Kotak
Stockshaala
Chapter 2 | 3 min read
Types of Screeners: Fundamental vs Technical
A stock screener works like a search engine for stocks.
But how you use it depends on your goal.
Some investors use it to study a company’s business strength. Others use it to track price charts and trading signals.
That’s the key difference between fundamental screeners and technical screeners
Fundamental Screeners
Fundamental screeners filter stocks based on the company’s financial and business data. These are used mostly by long-term investors who want to know if the business is healthy and worth holding for years.
What they focus on:
- Profit and loss statements
- Balance sheet data
- Valuation ratios (P/E, P/B, EV/EBITDA)
- Return ratios (ROE, ROA)
- Debt levels and interest coverage
- Dividend history
Example:
Suppose you want to find Indian FMCG companies with:
- Market cap above ₹20,000 crore
- Debt-to-equity below 0.5
- Profit growth of at least 10% for 3 years
A fundamental screener will give you that shortlist. This way, you’re not just looking at the share price—you’re checking if the company behind the stock is strong.
Technical Screeners
Technical screeners filter stocks based on price and volume patterns. Traders use them for short-term opportunities, where timing matters more than long-term fundamentals.
What they focus on:
- Moving averages (50-day, 200-day)
- Indicators like RSI, MACD, Bollinger Bands
- Breakouts, support, and resistance levels
- Price volume spikes
Example:
You may want to find stocks in the Nifty 500 that are:
- Trading above their 200-day moving average
- Showing RSI below 30 (oversold zone)
- With daily volume higher than the last 10-day average
A technical screener will highlight these stocks, helping you spot momentum or reversal opportunities.

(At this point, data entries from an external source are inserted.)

PR #3562, opened 2026-08-30
Health Ecs Component

Crepestrom:
Healthbar Ecs component
a component storing
max health
health

Also adds a method for the client to send arbritary binary data to the server and vice versa to be interpreted by components

Next to implement:
proper death
death messages

### DIFF
--- a/src/entityComponent/health.zig
+++ b/src/entityComponent/health.zig
@@ -27,16 +27,18 @@ const ItemStack = items.ItemStack;
 const random = main.random;
 
 const c = @import("c");
+const Self = @This();
 
 pub var entityComponentID: main.entity.EntityComponentId = undefined;
 pub const entityComponentVersion = 0;
 
-const playerBagSizeLimit = 120;
+var playerBagSizeLimit = 120;
 
 // ############################# Client only stuff ################################
 pub const client = struct {
 	const Component = struct {
-		bag: items.Inventory.BagInventory,
+		health: f32,
+		maxHealth: f32,
 	};
 	pub var components: main.utils.SparseSet(Component, Entity) = .{};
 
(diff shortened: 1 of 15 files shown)


IntegratedQuantum:
please don't bypass the sync system, component updates should be synced properly.

Crepestrom:
should i also remove transmit change?
its a legacy function that overwrites the clients copy of the component with the servers when (currently only used by model)
the modifyComponent function can do all the same functionality

Crepestrom:
Removing it will also remove the entity component update protocall and move it over to sync

src/entityComponent/health.zig
```diff
@@ -0,0 +1,156 @@
...
+	pub fn unload(entity: Entity) void {
+		components.remove(entity) catch {};
+	}
+
+	pub fn modifyComponent(entity: Entity, reader: *utils.BinaryReader) void {
+		const addedHealth = reader.readFloat(f32) catch return;
+		addHealth(entity, addedHealth);
+	}
+
+	pub fn addHealth(entity: Entity, healthChange: f32) void {
```
Argmaster, line 151: So what stops the user code from just using get() method and accessing the member directly, hence bypassing the synchronization? This API is unfortunately very very easy to use wrong and requires quite a lot of boilerplate.
I do not have a good answer to that issue unfortunately (I'm still thinking), but please be aware of that flaw.

Argmaster: Oh never mind, you can't modify the component because get() doesn't return a reference, well, so only issue is the amount of boilerplate.

src/entityComponent/health.zig
```diff
@@ -0,0 +1,156 @@
...
+		components = .{};
+	}
+	pub fn deinit() void {
+		components.deinit(main.globalAllocator);
+	}
+
+	pub fn get(entity: Entity) ?Component {
+		return (components.get(entity) orelse return null).*;
+	}
+	pub fn getHealth(entity: Entity) ?f32 {
```
Argmaster, line 120: What's of the point of this method if you already have get()?

src/entityComponent/health.zig
```diff
@@ -0,0 +1,156 @@
...
+		std.log.debug("modifed component {}", .{health});
+
+		if (health.* <= 0) {
+			die(entity);
+		}
+
+		main.entity.server.transmitChange(Self, entity);
+	}
+
+	fn die(entity: Entity) void {
```
Argmaster, line 162: Considering content of this function, resetHealth() seems more appropriate?

src/entityComponent/health.zig
```diff
@@ -0,0 +1,156 @@
...
+		const component = components.get(entity) orelse return;
+		const health = &component.health;
+		const maxHealth = &component.maxHealth;
+		health.* = maxHealth.*;
```
Argmaster: What stops you from just doing

```suggestion
		component.health = component.maxHealth;
```

Crepestrom:
Components are now synced

src/entityComponent/health.zig
Crepestrom: i plan to add the kill thing to it so the player is teleported

src/entityComponent/health.zig
Crepestrom: gives a number instead of a component

Crepestrom:
thanks for reviewing argmaster

src/sync.zig
```diff
@@ -854,6 +809,60 @@ pub const Command = struct { // MARK: Command
...
+					}
+				} else {
+					std.log.debug("hello right here", .{});
+					var binaryReader = BinaryReader.init(info.modification);
+					const entityId: main.entity.Entity = @enumFromInt(binaryReader.readVarInt(u32) catch return);
+					const componentId = info.componentId;
+					const actionType: main.entity.ComponentActionType = binaryReader.readEnum(main.entity.ComponentActionType) catch return;
+
+					inline for (@typeInfo(main.entity.components).@"struct".decls) |decl| {
+						if (@field(main.entity.components, decl.name).server.get(entityId)) |component| {
```
IntegratedQuantum, line 864: you cannot access the server side component data when on the client

Crepestrom: oops i made that save the wrong side that is fixed

Crepestrom:
im splitting this up into multiple prs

Key Differences at a Glance
Purpose | Find fundamentally strong companies | Spot trading opportunities based on price moves |
Time Horizon | Long-term (months/years) | Short to medium term (days/weeks) |
Data Used | Financials, valuations, business health | OHLC, volume, indicators, chart patterns |
Users | Investors | Traders |
Example Filter | “Companies with ROE > 15% and low debt” | “Stocks above 200-DMA with RSI < 30” |
How to Try This Yourself
-
Go to any free stock screener.
-
For fundamental screening:
Set filters like:
- Market Cap > ₹20,000 Cr
- Debt-to-Equity < 0.5
- ROE > 15% Notice how the list narrows to financially stronger companies.
- For technical screening:
Set filters like:
- Price above 200-DMA
- RSI < 30
- Daily Volume > 10-day average Now the output shows stocks with technical signals.
- Compare both lists. You’ll see that fundamentals give you good companies, while technicals give you good timing.
Can You Combine Both?
Yes—and this is where screeners become powerful. Many investors first use a fundamental screener to ensure the company is strong, and then apply technical filters to decide the right entry point.
Example:
- Step 1: Use fundamentals to find IT companies with steady profit growth and low debt.
- Step 2: Use technicals to buy when the stock breaks above resistance with strong volume.
This mix helps you avoid weak companies and also time your trades better.
Final Takeaway
Fundamental screeners help you understand the business. Technical screeners help you understand the price behaviour. One looks at the company, the other at the chart. Smart investors often use both—first to select strong companies, then to pick the right entry or exit.
In short: Fundamentals tell you what to buy, technicals help you decide when to buy.